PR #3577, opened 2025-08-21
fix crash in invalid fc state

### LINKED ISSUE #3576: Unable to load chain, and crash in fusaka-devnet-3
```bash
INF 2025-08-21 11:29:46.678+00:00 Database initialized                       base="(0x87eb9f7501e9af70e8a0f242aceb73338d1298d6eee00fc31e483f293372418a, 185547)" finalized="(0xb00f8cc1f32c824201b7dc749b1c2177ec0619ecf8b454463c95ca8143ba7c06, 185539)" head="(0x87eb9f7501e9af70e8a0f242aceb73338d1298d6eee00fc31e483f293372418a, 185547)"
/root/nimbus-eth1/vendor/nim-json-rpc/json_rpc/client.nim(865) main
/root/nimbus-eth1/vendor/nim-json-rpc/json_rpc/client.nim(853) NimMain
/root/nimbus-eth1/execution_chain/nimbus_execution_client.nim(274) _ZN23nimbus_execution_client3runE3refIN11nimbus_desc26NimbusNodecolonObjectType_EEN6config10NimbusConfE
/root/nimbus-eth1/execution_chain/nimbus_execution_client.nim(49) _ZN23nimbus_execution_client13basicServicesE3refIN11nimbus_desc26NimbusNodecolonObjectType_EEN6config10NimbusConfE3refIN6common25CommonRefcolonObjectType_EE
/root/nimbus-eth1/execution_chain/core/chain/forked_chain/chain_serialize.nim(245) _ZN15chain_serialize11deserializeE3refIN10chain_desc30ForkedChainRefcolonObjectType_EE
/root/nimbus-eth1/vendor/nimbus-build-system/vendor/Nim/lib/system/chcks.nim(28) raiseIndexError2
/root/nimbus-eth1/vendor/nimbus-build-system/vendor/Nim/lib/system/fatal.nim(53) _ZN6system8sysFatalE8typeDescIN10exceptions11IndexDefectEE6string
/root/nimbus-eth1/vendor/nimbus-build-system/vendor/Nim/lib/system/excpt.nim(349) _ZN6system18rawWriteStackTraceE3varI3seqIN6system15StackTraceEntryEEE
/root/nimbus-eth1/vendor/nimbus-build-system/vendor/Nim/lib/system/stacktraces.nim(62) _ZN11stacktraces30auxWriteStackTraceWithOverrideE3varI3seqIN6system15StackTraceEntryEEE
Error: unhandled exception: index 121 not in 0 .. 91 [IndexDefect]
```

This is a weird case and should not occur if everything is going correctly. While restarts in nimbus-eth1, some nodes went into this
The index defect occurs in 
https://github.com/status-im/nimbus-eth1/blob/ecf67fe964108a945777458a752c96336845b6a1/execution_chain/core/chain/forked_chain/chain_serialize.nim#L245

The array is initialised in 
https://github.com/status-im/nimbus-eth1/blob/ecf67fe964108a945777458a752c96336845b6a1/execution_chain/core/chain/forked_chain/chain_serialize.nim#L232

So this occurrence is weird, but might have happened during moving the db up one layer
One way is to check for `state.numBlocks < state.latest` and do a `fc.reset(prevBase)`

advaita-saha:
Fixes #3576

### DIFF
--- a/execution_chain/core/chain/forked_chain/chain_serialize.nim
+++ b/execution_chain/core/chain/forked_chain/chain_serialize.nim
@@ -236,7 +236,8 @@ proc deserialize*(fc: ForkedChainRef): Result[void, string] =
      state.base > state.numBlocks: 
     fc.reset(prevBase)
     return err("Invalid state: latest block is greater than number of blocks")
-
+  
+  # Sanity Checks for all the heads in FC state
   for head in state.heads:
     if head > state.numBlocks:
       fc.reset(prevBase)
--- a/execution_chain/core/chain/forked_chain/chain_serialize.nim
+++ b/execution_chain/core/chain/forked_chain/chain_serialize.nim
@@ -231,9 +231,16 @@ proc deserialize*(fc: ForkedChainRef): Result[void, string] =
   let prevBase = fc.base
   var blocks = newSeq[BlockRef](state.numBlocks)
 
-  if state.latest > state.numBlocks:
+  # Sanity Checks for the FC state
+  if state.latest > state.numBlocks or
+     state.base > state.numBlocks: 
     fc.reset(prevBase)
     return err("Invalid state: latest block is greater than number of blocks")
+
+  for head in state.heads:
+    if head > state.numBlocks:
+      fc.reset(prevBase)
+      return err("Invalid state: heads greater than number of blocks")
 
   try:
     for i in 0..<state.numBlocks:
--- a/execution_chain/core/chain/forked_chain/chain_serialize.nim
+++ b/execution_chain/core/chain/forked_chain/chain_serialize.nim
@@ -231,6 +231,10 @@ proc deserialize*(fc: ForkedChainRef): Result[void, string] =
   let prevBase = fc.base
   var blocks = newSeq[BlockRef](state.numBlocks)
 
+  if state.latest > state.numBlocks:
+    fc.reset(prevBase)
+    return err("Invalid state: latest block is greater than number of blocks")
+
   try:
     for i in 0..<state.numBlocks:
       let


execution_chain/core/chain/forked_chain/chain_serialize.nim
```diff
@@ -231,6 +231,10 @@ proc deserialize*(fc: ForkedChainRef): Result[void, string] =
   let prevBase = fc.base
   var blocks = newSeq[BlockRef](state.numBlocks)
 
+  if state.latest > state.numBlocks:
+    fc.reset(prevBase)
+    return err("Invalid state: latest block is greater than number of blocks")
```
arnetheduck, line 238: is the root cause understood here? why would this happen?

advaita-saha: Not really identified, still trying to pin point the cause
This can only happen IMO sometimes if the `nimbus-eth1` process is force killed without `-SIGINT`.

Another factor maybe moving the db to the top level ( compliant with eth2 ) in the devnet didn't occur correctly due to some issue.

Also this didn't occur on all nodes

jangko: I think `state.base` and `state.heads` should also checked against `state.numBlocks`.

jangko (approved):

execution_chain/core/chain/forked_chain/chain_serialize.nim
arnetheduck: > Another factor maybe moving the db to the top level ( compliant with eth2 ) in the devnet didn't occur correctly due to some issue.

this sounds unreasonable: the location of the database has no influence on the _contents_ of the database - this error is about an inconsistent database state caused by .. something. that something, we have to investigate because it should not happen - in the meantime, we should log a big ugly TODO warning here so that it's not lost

...

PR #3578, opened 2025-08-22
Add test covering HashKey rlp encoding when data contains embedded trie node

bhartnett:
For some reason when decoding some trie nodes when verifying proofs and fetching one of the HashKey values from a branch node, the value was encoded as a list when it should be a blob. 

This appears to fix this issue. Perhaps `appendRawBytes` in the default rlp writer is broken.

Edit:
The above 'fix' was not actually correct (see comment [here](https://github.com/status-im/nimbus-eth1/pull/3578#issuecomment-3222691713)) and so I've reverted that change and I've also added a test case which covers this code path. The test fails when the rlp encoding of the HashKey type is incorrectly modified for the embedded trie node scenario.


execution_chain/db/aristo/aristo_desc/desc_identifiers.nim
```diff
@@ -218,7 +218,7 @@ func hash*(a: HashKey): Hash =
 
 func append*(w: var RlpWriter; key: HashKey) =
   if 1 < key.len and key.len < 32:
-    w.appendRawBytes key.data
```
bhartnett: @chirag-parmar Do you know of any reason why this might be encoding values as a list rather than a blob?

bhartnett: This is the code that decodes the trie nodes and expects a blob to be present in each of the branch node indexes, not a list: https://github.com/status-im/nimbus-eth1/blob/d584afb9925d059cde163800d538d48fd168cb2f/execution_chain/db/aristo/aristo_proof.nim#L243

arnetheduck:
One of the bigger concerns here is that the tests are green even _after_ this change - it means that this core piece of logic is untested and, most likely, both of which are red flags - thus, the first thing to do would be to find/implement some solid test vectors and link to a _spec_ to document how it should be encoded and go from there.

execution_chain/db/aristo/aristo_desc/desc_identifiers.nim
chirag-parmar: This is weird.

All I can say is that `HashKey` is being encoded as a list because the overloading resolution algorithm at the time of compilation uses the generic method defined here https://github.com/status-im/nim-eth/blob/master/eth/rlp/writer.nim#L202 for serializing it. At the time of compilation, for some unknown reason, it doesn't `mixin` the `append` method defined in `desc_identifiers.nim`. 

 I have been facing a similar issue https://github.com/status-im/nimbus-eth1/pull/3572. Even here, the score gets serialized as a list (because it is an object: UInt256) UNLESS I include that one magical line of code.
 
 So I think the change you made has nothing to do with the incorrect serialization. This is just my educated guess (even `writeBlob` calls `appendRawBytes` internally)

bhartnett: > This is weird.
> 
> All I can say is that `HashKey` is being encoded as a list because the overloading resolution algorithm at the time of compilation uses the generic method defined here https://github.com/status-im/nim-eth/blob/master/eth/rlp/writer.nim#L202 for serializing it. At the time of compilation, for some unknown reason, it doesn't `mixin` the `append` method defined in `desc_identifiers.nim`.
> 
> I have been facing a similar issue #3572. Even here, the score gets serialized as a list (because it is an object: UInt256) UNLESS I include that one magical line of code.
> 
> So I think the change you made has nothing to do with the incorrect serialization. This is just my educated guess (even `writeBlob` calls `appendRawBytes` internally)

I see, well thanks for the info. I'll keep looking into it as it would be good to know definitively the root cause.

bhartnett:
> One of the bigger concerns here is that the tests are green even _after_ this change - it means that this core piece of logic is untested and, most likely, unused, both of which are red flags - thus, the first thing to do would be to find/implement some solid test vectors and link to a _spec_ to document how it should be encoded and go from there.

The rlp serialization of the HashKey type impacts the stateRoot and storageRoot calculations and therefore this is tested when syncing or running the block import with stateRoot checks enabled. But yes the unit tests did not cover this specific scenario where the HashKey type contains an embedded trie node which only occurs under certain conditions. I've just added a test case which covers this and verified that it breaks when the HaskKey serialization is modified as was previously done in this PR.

Work order ▸
Check each line of the material above for "void" and say how many lines contain it, giving the number alone.

The completed task ▸
4